[Data]

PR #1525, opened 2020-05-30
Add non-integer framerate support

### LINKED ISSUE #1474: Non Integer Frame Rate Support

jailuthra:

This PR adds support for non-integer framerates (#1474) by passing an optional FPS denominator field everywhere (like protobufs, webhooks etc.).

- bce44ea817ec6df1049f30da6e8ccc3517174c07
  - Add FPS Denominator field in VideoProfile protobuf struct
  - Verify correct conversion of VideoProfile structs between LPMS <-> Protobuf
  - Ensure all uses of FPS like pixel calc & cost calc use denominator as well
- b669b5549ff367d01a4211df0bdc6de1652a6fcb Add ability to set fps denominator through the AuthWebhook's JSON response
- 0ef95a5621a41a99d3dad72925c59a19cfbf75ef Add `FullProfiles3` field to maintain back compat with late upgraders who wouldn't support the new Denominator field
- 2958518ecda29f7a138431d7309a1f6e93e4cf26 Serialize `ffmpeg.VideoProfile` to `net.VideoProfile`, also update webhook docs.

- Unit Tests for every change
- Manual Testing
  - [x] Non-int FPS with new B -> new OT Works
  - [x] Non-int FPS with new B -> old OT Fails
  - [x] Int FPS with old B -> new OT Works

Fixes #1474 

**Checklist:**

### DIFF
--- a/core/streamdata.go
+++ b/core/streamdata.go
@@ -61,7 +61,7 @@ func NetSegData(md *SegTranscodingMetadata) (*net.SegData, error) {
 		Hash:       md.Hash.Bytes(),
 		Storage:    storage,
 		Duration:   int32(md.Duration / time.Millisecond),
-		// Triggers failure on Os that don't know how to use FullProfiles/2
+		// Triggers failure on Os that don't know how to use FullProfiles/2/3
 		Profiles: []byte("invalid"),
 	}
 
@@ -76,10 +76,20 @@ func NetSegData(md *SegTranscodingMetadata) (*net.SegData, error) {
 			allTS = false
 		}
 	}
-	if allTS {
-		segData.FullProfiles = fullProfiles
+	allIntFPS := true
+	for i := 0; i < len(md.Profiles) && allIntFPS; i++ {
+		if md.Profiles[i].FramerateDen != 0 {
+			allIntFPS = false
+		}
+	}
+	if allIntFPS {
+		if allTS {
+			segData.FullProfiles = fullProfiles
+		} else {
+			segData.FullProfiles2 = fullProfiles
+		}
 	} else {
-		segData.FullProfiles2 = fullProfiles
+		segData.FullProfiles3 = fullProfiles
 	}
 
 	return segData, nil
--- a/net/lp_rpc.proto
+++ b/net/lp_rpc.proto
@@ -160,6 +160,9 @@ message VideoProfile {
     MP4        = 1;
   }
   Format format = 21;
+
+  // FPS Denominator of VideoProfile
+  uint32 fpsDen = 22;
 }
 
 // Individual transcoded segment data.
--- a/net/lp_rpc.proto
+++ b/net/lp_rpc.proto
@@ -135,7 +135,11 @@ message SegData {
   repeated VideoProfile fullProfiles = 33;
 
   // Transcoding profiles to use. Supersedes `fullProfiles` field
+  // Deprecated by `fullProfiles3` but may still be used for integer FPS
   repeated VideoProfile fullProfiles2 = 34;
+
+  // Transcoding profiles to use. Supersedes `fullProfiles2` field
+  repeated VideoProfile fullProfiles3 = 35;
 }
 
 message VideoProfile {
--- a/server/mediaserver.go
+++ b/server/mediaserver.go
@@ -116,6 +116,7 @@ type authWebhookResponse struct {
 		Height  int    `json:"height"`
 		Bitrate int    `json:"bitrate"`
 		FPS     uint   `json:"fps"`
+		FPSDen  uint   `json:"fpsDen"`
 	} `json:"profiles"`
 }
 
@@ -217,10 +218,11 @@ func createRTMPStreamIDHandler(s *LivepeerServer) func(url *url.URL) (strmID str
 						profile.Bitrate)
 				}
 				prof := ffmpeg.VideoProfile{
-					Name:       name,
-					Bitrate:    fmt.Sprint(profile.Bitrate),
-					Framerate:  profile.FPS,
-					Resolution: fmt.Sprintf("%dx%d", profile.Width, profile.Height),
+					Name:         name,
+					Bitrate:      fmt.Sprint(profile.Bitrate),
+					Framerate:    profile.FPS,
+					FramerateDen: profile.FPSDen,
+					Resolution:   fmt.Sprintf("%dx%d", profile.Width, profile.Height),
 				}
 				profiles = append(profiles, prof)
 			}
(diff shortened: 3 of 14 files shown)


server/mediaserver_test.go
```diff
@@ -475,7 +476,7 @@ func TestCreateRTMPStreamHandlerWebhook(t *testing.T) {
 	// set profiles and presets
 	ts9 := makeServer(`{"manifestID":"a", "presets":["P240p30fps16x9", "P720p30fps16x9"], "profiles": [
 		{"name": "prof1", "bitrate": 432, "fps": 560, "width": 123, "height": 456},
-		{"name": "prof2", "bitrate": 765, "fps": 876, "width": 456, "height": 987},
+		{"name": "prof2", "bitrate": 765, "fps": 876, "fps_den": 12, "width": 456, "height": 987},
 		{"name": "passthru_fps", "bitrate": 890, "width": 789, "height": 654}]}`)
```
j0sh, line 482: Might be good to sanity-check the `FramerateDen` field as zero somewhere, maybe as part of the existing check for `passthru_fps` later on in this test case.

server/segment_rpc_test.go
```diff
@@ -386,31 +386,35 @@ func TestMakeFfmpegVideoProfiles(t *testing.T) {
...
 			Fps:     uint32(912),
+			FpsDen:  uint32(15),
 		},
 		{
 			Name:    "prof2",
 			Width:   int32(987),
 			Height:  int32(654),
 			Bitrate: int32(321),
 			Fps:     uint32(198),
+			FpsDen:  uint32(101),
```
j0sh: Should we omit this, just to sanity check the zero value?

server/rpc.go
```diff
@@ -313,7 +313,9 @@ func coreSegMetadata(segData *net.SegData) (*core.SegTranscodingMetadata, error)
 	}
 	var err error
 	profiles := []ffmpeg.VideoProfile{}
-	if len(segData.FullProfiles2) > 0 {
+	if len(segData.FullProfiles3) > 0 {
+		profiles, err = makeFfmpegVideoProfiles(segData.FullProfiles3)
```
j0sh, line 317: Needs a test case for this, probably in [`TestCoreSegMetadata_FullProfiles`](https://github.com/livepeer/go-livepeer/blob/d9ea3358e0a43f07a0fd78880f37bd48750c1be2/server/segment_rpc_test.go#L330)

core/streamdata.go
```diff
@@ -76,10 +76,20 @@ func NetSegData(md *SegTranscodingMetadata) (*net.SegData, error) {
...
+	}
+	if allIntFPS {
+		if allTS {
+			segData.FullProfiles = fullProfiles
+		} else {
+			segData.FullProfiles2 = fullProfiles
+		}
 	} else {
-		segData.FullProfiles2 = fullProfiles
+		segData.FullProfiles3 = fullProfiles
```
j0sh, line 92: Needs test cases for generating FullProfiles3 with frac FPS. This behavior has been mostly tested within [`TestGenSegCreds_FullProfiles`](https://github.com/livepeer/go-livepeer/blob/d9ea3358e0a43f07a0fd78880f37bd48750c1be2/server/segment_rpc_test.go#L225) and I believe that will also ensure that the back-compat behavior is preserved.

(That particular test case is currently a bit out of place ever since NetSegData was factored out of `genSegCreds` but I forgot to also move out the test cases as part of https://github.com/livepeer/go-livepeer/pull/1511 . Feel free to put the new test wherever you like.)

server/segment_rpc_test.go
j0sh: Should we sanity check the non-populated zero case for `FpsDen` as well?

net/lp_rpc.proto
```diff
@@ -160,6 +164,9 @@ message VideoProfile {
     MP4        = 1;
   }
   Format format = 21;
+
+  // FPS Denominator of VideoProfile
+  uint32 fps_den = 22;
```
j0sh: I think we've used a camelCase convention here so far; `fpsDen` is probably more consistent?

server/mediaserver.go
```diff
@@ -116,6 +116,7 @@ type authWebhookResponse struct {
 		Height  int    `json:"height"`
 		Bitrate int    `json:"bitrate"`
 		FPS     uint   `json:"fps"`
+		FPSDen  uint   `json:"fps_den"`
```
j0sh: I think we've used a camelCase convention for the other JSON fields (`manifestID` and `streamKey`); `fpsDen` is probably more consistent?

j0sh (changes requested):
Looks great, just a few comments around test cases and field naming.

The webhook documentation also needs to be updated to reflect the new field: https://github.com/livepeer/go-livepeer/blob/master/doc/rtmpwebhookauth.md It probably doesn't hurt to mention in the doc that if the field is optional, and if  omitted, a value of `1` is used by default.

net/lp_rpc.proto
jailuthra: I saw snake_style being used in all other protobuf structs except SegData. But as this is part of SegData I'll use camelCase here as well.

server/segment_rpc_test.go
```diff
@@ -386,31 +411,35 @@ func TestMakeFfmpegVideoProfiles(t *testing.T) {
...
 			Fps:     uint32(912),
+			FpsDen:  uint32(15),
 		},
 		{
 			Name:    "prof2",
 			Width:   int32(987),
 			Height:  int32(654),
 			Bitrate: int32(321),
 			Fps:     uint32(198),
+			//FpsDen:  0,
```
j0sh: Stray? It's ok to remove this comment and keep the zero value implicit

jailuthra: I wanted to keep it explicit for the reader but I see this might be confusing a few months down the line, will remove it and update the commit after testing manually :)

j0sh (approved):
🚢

[/Data]

Exercise requirements: Copy the lines of the data above exactly as written, beginning with the line containing "Add non-integer framerate support" and ending with the line containing "- Verify correct", and leave out all other lines.

Response to the exercise:
Add non-integer framerate support

### LINKED ISSUE #1474: Non Integer Frame Rate Support

jailuthra:

This PR adds support for non-integer framerates (#1474) by passing an optional FPS denominator field everywhere (like protobufs, webhooks etc.).

- bce44ea817ec6df1049f30da6e8ccc3517174c07
  - Add FPS Denominator field in VideoProfile protobuf struct
  - Verify correct conversion of VideoProfile structs between LPMS <-> Protobuf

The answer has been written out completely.